Does treatment with monoclonal antibodies (MABS) work?

Clinical trials for MABS have shown a decrease in hospitalizations and emergency room visits and a decrease in the amount of virus in an infected person's blood. Studies are still ongoing.

 

What are the side effects of MABS treatment?

Clinical studies are ongoing to evaluate the usefulness and safety of MABS treatment. It is possible that not all risks are known yet. Antibody treatments could get in the way of your body’s own immune response to future infections with COVID-19, or they could affect your immune response to a vaccine for COVID-19.

The most common reported side effects with casirivimab and imdevimab are nausea and vomiting, hyperglycemia, and pneumonia. The side effects of getting any medicine by vein may include brief pain, bleeding, bruising of the skin, soreness, swelling, and possible infection at the infusion site. Rarely, people may have allergic reactions.

How is treatment with monoclonal antibodies (MABS) given?

MABS are usually given into a vein by intravenous (IV) infusion. They can also be given by injection under the skin if IV infusion is not possible and would delay treatment, but IV infusion is strongly recommended. MABS may only be given in settings where healthcare providers have immediate access to medications to treat any reactions and where emergency medical systems are available, if needed.

 

Where can I get it?

Talk to your healthcare provider about whether you should get MABS treatment and where you can get it. 
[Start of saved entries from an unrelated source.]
PR #1475, opened 2021-06-12
Fix evil-find-char on empty line

axelf4:
Previously, with the cursor on an empty line `evil-find-char` would continue searching on the next line. This was because `forward-char` would advance to the next line, after which the `search-forward` bound would be wrongly calculated.

### DIFF
--- a/evil-commands.el
+++ b/evil-commands.el
@@ -766,7 +766,7 @@ Movement is restricted to the current line unless `evil-cross-lines' is non-nil.
         (visual (and evil-respect-visual-line-mode
                      visual-line-mode)))
     (setq evil-last-find (list #'evil-find-char char fwd))
-    (when fwd (forward-char))
+    (when fwd (evil-forward-char 1 evil-cross-lines))
     (let ((case-fold-search nil))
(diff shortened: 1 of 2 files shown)


tomdl89:
Thanks for the PR! Maybe I'm missing something here, but isn't the fix just to change `(forward-char)` to `(evil-forward-char)`?

tomdl89:
@axelf4 I'll merge my suggestion instead unless you have any objection? Thanks

axelf4:
I see now that `search-forward` is a little sketchy in that it does not short-circuit, so I agree that `evil-forward-char` will be better (but it does change the message from "Can't find _" to "End of line"). I can just amend the commit.

tomdl89:
Sounds good. Tests are a bit broken right now, so don't be alarmed at the red x.

tomdl89:
You'll need `(evil-forward-char 1 evil-cross-lines)` instead, in order for this to respect `evil-cross-lines`.

axelf4:
Right, sorry I forgot. :+1:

Will my insurance cover treatment with monoclonal antibodies (MABS)?

The cost of MABS treatment is covered for Medicare beneficiaries, but healthcare facilities may charge a fee for to give the treatment. People who don’t receive Medicare should contact their medical insurance provider about treatment costs and should also speak with their healthcare provider who orders the treatment.

Can I get a COVID-19 vaccine if I’ve had treatment with monoclonal antibodies (MABS)?

We do not yet know how effective vaccines are in someone who has previously gotten MABS treatment for COVID-19 or whether the treatment could interfere with your body's own immune response to a vaccine. Once you’ve had COVID-19, you are very unlikely to be reinfected for three months afterward. So if you had MABS treatment, you should wait for three months before getting the COVID-19 vaccine.

CDC: Interim Clinical Considerations for Use of mRNA COVID-19 Vaccines Currently Authorized in the United States

 

Can I get MABS treatment after I’ve gotten any COVID-19 vaccine?

Yes. For partially or fully vaccinated people who become infected with COVID-19, having gotten a COVID-19 vaccine should not affect MABS treatment decisions or timing.